■ Assigned task:
Return the lines of the data below exactly. Start at the first and end with the line containing "Add api kotlinx-atomicfu".
──────── Provided material ────────
Issue #431, opened 2024-04-28
Remove 


mvicsokolova:

lppedd:
Other than performance, we should also consider bundle size.  
Kotlin's stdlib already adds quite a bit to the total size, so if libraries can shave off some KBs, it's always nice.

PR #475, opened 2024-10-07
Add api kotlinx-atomicfu dependency for JS and WASM targets.

### LINKED ISSUE #448: Warning about compileOnly dependency with Kotlin 2.0.20-Beta1
When building [a project](https://github.com/kordlib/kord) that uses AtomicFU with Kotlin 2.0.20-Beta1, I get this warning:

```
w: A compileOnly dependency is used in targets: Kotlin/JS.
Dependencies:
    - org.jetbrains.kotlinx:atomicfu:0.25.0 (source sets: jsMain)

Using compileOnly dependencies in these targets is not currently supported, because compileOnly dependencies must be present during the compilation of projects that depend on this project.

To ensure consistent compilation behaviour, compileOnly dependencies should be exposed as api dependencies.

Example:

    kotlin {
        sourceSets {
            nativeMain {
                dependencies {
                    compileOnly("org.example:lib:1.2.3")
                    // additionally add the compileOnly dependency as an api dependency:
                    api("org.example:lib:1.2.3")
                }
            }
        }
    }

This warning can be suppressed in gradle.properties:

    kotlin.suppressGradlePluginWarnings=IncorrectCompileOnlyDependencyWarning
```

mvicsokolova:
Fixes #448

### DIFF
--- a/integration-testing/examples/mpp-sample/build.gradle.kts
+++ b/integration-testing/examples/mpp-sample/build.gradle.kts
@@ -22,10 +22,16 @@ repositories {
 kotlin {
     jvm()
 
-    js()
+    js {
+        nodejs()
+    }
 
-    wasmJs {}
-    wasmWasi {}
+    wasmJs {
+        nodejs()
+    }
+    wasmWasi {
+        nodejs()
+    }
 
     macosArm64()
     macosX64()
--- a/integration-testing/examples/mpp-sample/build.gradle.kts
+++ b/integration-testing/examples/mpp-sample/build.gradle.kts
@@ -50,6 +50,11 @@ kotlin {
     }
 }
 
+// Workaround for KT-71203. Can be removed after https://github.com/Kotlin/kotlinx-atomicfu/issues/431
+atomicfu {
+    transformJs = false
+}
+
 tasks.withType<KotlinCompile<*>>().configureEach {
     kotlinOptions {
         freeCompilerArgs += listOf("-Xskip-prerelease-check")
--- a/integration-testing/examples/mpp-sample/build.gradle.kts
+++ b/integration-testing/examples/mpp-sample/build.gradle.kts
@@ -50,11 +50,6 @@ kotlin {
     }
 }
 
-// Workaround for KT-71203. Can be removed after https://github.com/Kotlin/kotlinx-atomicfu/issues/431
-atomicfu {
-    transformJs = false
-}
-
 tasks.withType<KotlinCompile<*>>().configureEach {
     kotlinOptions {
         freeCompilerArgs += listOf("-Xskip-prerelease-check")
--- a/integration-testing/src/functionalTest/kotlin/kotlinx.atomicfu.gradle.plugin.test/cases/MppProjectTest.kt
+++ b/integration-testing/src/functionalTest/kotlin/kotlinx.atomicfu.gradle.plugin.test/cases/MppProjectTest.kt
@@ -68,7 +68,7 @@ class MppProjectTest {
         mppSample.enableNativeIrTransformation = true
         mppSample.cleanAndBuild()
         // When Native IR transformations are applied, atomicfu-gradle-plugin still provides transitive atomicfu dependency
-        mppSample.mppNativeCheckAtomicfuInImplementation()
+        mppSample.mppNativeCheckAtomicfuInImplementation("macosX64")
         mppSample.checkConsumableDependencies()
         mppSample.mppCheckAtomicfuInApi("macosX64")
         // TODO: klib checks are skipped for now because of this problem KT-61143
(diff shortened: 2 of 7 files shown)


integration-testing/src/functionalTest/kotlin/kotlinx.atomicfu.gradle.plugin.test/cases/MppProjectTest.kt
```diff
@@ -33,28 +35,42 @@ class MppProjectTest {
...
     fun testMppNativeWithEnabledIrTransformation() {
         mppSample.enableNativeIrTransformation = true
         mppSample.cleanAndBuild()
         // When Native IR transformations are applied, atomicfu-gradle-plugin still provides transitive atomicfu dependency
-        mppSample.checkMppNativeImplementationDependencies()
+        mppSample.mppNativeCheckAtomicfuInImplementation()
+        mppSample.checkConsumableDependencies()
+        mppSample.mppCheckAtomicfuInApi("macosX64")
         // TODO: klib checks are skipped for now because of this problem KT-61143
         //mppSample.buildAndCheckNativeKlib()
```
fzhinkin, line 75: Can we enable it now?

integration-testing/src/functionalTest/kotlin/kotlinx.atomicfu.gradle.plugin.test/framework/checker/DependenciesChecker.kt
```diff
@@ -24,52 +24,47 @@ private fun GradleBuild.checkAtomicfuDependencyIsAbsent(configurations: List<Str
...
-    checkAtomicfuDependencyIsPresent(listOf("macosX64CompileKlibraries"), commonAtomicfuDependency)
-    checkAtomicfuDependencyIsAbsent(listOf("macosX64MainImplementation"), commonAtomicfuDependency)
+internal fun GradleBuild.mppCheckAtomicfuInApi(targetName: String) {
+    checkAtomicfuDependencyIsPresent(listOf("${targetName}MainApi"), commonAtomicfuDependency)
 }
 
 // Checks Native target of an MPP project
-internal fun GradleBuild.checkMppNativeImplementationDependencies() {
-    checkAtomicfuDependencyIsPresent(listOf("macosX64CompileKlibraries", "macosX64MainImplementation"), commonAtomicfuDependency)
+internal fun GradleBuild.mppNativeCheckAtomicfuInImplementation() {
```
fzhinkin, line 66: Could you please pass the target name for the consistency with other checks?

Also, does it make sense to check other native targets?

integration-testing/src/functionalTest/kotlin/kotlinx.atomicfu.gradle.plugin.test/cases/MppProjectTest.kt
mvicsokolova: Let's do this in a separate PR

integration-testing/examples/mpp-sample/build.gradle.kts
```diff
@@ -50,6 +50,11 @@ kotlin {
     }
 }
 
+// Workaround for KT-71203. Can be removed after https://github.com/Kotlin/kotlinx-atomicfu/issues/431
+atomicfu {
+    transformJs = false
```
fzhinkin, line 55: Should user apply the same change to their projects to use AFU w/ this PR applied without having "clashing `unique_name` property" error?

mvicsokolova: I'm preparing a fix for that rn: I'll set `transformJs` value to false by default

fzhinkin: But if, for some reason, they have this property explicitly enabled, they will get the cryptic error message anyway?

mvicsokolova: And I'll deprecate this property with a warning

fzhinkin: Maybe we should also print an explicit warning describing the problem to guide users toward the solution? Personally, I'm struggling to link `KLIB resolver blablabla unique_name blablabla` with `atomicfu.transformJs` :)

As of https://github.com/Kotlin/kotlinx-atomicfu/issues/431, I remember we agreed that JS transformation removal sounds OK, but the final decision was pending (some additional research over potential downsides was required).

mvicsokolova: Regarding #431 it's only related to JS IR, and I would do deprecation (and preliminary checks) of JS IR transformations for the next release.

`transformJs` only disabled/enabled legacy JS transformation and now, being still enabled by default, it just creates a new js directory, causing the problem, that you've mentioned. Removing `transformJs` flag and legacy transformation tasks would solve the problem 👀

fzhinkin: Got it, thanks.

> Removing transformJs flag and legacy transformation tasks would solve the problem 👀

Sure, but there are a few projects that are still using it.

mvicsokolova: I've prepared a PR removing legacy transformations and disabling/deprecating transformJs flag here: https://github.com/Kotlin/kotlinx-atomicfu/pull/478

With these changes, transformJs flag does not take any effect (specifically does not create an empty is directory which caused the above mentioned error), so for the user, who used transformJs there will just be a flag deprecation warning and the WA for this error will not be needed.

fzhinkin (approved):
I suggest releasing the changes as `0.26.0`. Otherwise, everything looks good to me.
────────
■ Solved problem:
Issue #431, opened 2024-04-28
Remove 


mvicsokolova:

lppedd:
Other than performance, we should also consider bundle size.  
Kotlin's stdlib already adds quite a bit to the total size, so if libraries can shave off some KBs, it's always nice.

PR #475, opened 2024-10-07
Add api kotlinx-atomicfu dependency for JS and WASM targets.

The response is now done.